ACTIVITY = For the string "tests", state how many lines of the data hold it. Give nothing besides the number.

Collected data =
[Start of section]

PR #6695, opened 2025-07-25
Capture more diagnostics from E2E tests

jepio:
**What type of PR is this?**
/kind test

* capture the output of `journalctl` from Flatcar test cases. There is no rsyslog on Flatcar, so /var/log/syslog is empty
* capture serial console content from Linux VMs in general

Fixes #

**Requirements**:

- [ ] includes documentation
- [ ] adds unit tests

**Release note**:

```
none
```

### DIFF
--- a/e2e/vmss.go
+++ b/e2e/vmss.go
@@ -134,6 +134,9 @@ func extractLogsFromVMLinux(ctx context.Context, s *Scenario) error {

[End of section]

THE COMPLETED TASK = 2